History suggests that for-profit companies should alter their underlying communication strategies to accommodate changes in the overall economic environment. The companies must reassure their target audiences and stakeholders and must keep them informed of and engaged in their performance during an economic crisis. Providing such reassurance and high quality information can be accomplished by restructuring message strategies for communicating timely, accurate, and responsible messages.

We asked the question: Did U.S. financial services organizations such as bank, investment, insurance and credit card companies, often blamed for the current economic recession, change their communication approaches during the recession? We answered this question by analyzing the content of 1,195 financial services advertisements appearing in four national magazines (e.g., TimeNewsweekBusinessweek, and Money) during five years (2005-2009). The five years were chosen in an attempt to view the possible changes in financial advertising strategies during the recession. Economically speaking, the years 2005 and 2006 can be considered the prelude to the recession.  In 2007, feelings of unease and a crisis of confidence within the U.S. financial markets began to become more widespread.  In 2008 and 2009, the overall U.S. economy plunged in a sharp recession with devastating consequences.

Our analysis showed over the five years, there was a 19 percent decline in the number of yearly financial services advertisements appearing in national magazines (mainly due to budget cuts), falling from 262 advertisements in 2006 to 211 in 2009. This finding matches some current financial reports. For example, according to Advertising Age, in 2008 the top ten banks and credit-card companies cut 11 percent of their advertising spending with a 25 percent reduction in the fourth quarter, and a 39 percent reduction in the month of December alone compared to the same periods in 2007.

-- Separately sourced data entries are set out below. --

PR #455, opened 2026-07-30
layer4: Don't abort matching when a later route conclusively fails

Pizmovc:
## Problem

A route that reaches a **definitive non-match from partially delivered data** aborts matching for earlier routes that are still waiting for more bytes. The connection falls through to the next handler in microseconds, long before `matching_timeout`, with no timeout logged.

`RouteList.Compile` is shared by the `layer4` app and the listener wrapper, so both are affected. Reproduces on v0.1.1, v0.1.2 and `master`.

## Root cause

`lastNeedsMoreIdx` is overloaded — it is both "index of a route that needs more data" and a watermark for "how far the list is conclusively decided". The non-match branch advances it unconditionally (`lastNeedsMoreIdx = i + 1`), burying the pending state of an earlier route. When the deciding route is the **last** in the list, the watermark reaches `len(routes)` and the retry guard fails:

```go
// some of the matchers can't reach a conclusion
if lastNeedsMoreIdx != -1 && lastNeedsMoreIdx < len(routes) {
    goto loop
}
```

`routesStatus` still holds `routeNeedsMore` for the earlier route, but it is never consulted — so the loop exits without ever prefetching again.

## Why `tls` + `http` triggers it

`isHttp()` rules a stream out as soon as the prefetched bytes contain a `0x0a` at index >= 10. A binary ClientHello reliably has one early (cipher suite `0xc00a`, extension `0x000a`, or the random bytes) — around offset 149 in an OpenSSL 3 hello.

So with an `http` route after a `tls` route: the `tls` matcher asks for more data, the trailing `http` route concludes "not HTTP" and buries that request, and matching is abandoned. Any ClientHello split across TCP segments is affected. Post-quantum hellos (~1700–2400 B) always exceed a typical MSS, so it becomes a race on whether segments coalesce before the first prefetch — intermittent handshake failures, and with a plaintext fallback on `:443`, an HTTP 400 answering a ClientHello (`SSL_ERROR_RX_RECORD_TOO_LONG` / `WRONG_VERSION_NUMBER`).

## Fix

Consult `routesStatus`, which already tracks pending state accurately, instead of relying on the watermark. Additive — existing watermark semantics and route-skipping are untouched. Termination is unaffected: whenever a route still needs data, `lastNeedsMoreIdx != -1`, so the loop still prefetches, and prefetch either progresses or hits the read deadline.

## Test

`TestHttpMatchingDoesNotAbortTlsMatching` feeds a real ClientHello in two writes 100 ms apart, cut just past the first `0x0a` at index >= 10. Without the fix only the `tls-before-http` case fails; `http-before-tls` and `tls-only` pass either way, isolating the ordering dependency rather than a prefetch-count problem. `go test ./...` passes with the fix.

Also verified end-to-end on FreeBSD amd64 (OPNsense, Caddy v2.11.4) with two binaries differing only in this patch. Fall-through on a non-matching SNI, plain-HTTP route matching, and `matching_timeout` firing at 5.00 s are identical between them.

<details>
<summary>Self-contained reproducer — config, script, and before/after output</summary>

No upstream needed: the matched route uses `echo`, so a matched connection gets its own ClientHello mirrored back (first byte `0x16`) while an abandoned one gets a plaintext HTTP response from the fall-through site.

`Caddyfile`:

```caddyfile
{
	auto_https off
	admin off
	skip_install_trust
	log {
		level ERROR
	}

	servers {
		listener_wrappers {
			layer4 {
				matching_timeout 5s

				@sni tls sni example.test
				route @sni {
					echo
				}

				@h http host example.test
				route @h {
					echo
				}
			}
			tls
		}
	}
}

:8443 {
}
```

`repro.py`:

```python
#!/usr/bin/env python3
"""Reproducer for: a conclusively-unmatched route aborts matching for earlier routes.

Run the Caddyfile above, then this script. It sends a real ClientHello for a
matching SNI, first in one write, then split across two writes with a pause.

  '.' = ClientHello echoed back  -> the tls route matched
  'X' = plaintext HTTP response  -> matching was abandoned, fell through
"""
import socket, ssl, time

HOST, PORT, SNI, ATTEMPTS, GAP = "127.0.0.1", 8443, "example.test", 4, 0.4


def client_hello(sni):
    ctx = ssl.SSLContext(ssl.PROTOCOL_TLS_CLIENT)
    ctx.check_hostname = False
    ctx.verify_mode = ssl.CERT_NONE
    inb, outb = ssl.MemoryBIO(), ssl.MemoryBIO()
    obj = ctx.wrap_bio(inb, outb, server_hostname=sni)
    try:
        obj.do_handshake()
    except ssl.SSLWantReadError:
        pass
    return outb.read()


def attempt(hello, cut):
    s = socket.create_connection((HOST, PORT), timeout=10)
    try:
        if cut:
            s.sendall(hello[:cut])
            time.sleep(GAP)
            s.sendall(hello[cut:])
        else:
            s.sendall(hello)
        return "." if s.recv(4096)[:1] == b"\x16" else "X"
    except Exception:
        return "X"
    finally:
        s.close()


hello = client_hello(SNI)
print("ClientHello = %d bytes, SNI %s" % (len(hello), SNI))

for label, cut in [("single write", 0)] + [("split at %dB" % c, c) for c in (50, 100, 200, 512, 1400)]:
    r = "".join(attempt(hello, cut) for _ in range(ATTEMPTS))
    print("  %-16s %s  matched=%d/%d" % (label, r, r.count("."), ATTEMPTS))
```

Before (v0.1.2):

```
ClientHello = 1519 bytes, SNI example.test
  single write     ....  matched=4/4
  split at 50B     ....  matched=4/4
  split at 100B    ....  matched=4/4
  split at 200B    XXXX  matched=0/4
  split at 512B    XXXX  matched=0/4
  split at 1400B   XXXX  matched=0/4
```

After (this patch):

```
ClientHello = 1519 bytes, SNI example.test
  single write     ....  matched=4/4
  split at 50B     ....  matched=4/4
  split at 100B    ....  matched=4/4
  split at 200B    ....  matched=4/4
  split at 512B    ....  matched=4/4
  split at 1400B   ....  matched=4/4
```

The 50/100 B rows pass either way because `isHttp()` has not seen a `0x0a` yet and also asks for more data, which keeps the loop alive. Reordering the two routes so `@h` comes first also makes every row pass without the patch.

</details>

## Workaround

Order `http` routes before `tls` routes. They are mutually exclusive on wire format, so this changes no routing outcome.

## AI Disclosure

I used Claude in the process of drafting this PR.


mkallfass:
Independent confirmation of both the bug and the fix's effectiveness, from a
different setup: OPNsense 26.7 (FreeBSD amd64) with the `caddy-custom` package
/ `os-caddy` plugin, which embeds caddy-l4 as listener wrappers.

**Setup:** six `listener_wrappers` routes on the same listener, mixing
`tls sni` and `http host` matchers (TLS SNI passthrough to internal backends
plus plain-HTTP host routing) — a pattern the OPNsense plugin UI naturally
produces. The last route in the chain was an `http`-matcher route, i.e.
exactly the constellation this PR describes.

**Symptom:** ~80–93 % of inbound TLS connections on the SNI-passthrough
hostnames were closed immediately after the TCP handshake — FIN 5–15 ms after
SYN-ACK, before any TLS data was proxied. Bypassing the proxy: 0 % failures.
`service caddy restart` never helped. Failure rates tracked ClientHello
segmentation as analyzed here: modern clients send post-quantum ClientHellos
(X25519MLKEM768, ~1.7–2.4 kB > MSS, so split across TCP segments); small
single-segment ClientHellos went through fine. Observed rates differed by
path (IPv4 ~80 %, IPv6 ~40 %), consistent with a race on whether both
segments land in the same read.

**Persistence:** reproduced unchanged across four package versions
(Caddy 2.11.2 → 2.11.3 → 2.11.3.1 → 2.11.4) and an OS major upgrade
(OPNsense 26.1 → 26.7, new FreeBSD base) — consistent with a logic bug in
the matching loop rather than anything platform- or version-specific.

30-connection probe (`openssl s_client` against the listener, fixed SNI):

| caddy-l4 host build | Result |
|---|---|
| Caddy 2.11.3 | ok=2 / fail=28 |
| Caddy 2.11.3.1 (pkg respin) | ok=4 / fail=26 |
| Caddy 2.11.4 | ok=4 / fail=26 |
| Caddy 2.11.4, new OS major | ok=5 / fail=25 |

**Workaround validation:** reordering the routes so that all `http`-matcher
routes precede all `tls sni` routes (leaving "need more data" routes at the
tail of the chain) immediately resolved it — ok=30 / fail=0 on the previously
failing SNI, 15/15 on two further SNI routes, and the plain-HTTP routes still
route correctly. A pure reorder would have changed nothing if the root cause
were anywhere else, so this is strong empirical confirmation of the mechanism
fixed by this PR.

Thanks @Pizmovc for tracking this down — this has been silently breaking
real-world SNI passthrough setups behind OPNsense for months, and it will
bite more users as post-quantum ClientHellos become the default. Happy to
test a build or provide packet captures if useful for review.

But, in spite of the decline tendency of the number of advertisements, there has been a change in communication strategies used. As the economy worsened, advertisers turned more frequently to using informational communication strategies. Before 2008, a majority of the financial advertisements relied on emotional appeals. However, within the time of the crisis (2008-2009), informational appeals have been far more frequently used than emotional ones. Interestingly, not all financial services organizations in this analysis adjusted their advertising in the same way or at the same pace. For example, bank, investment, and insurance companies were more likely to count on informational messages during the crisis (about 60-65 percent of their advertisements) than before the period (only about 40-45 percent).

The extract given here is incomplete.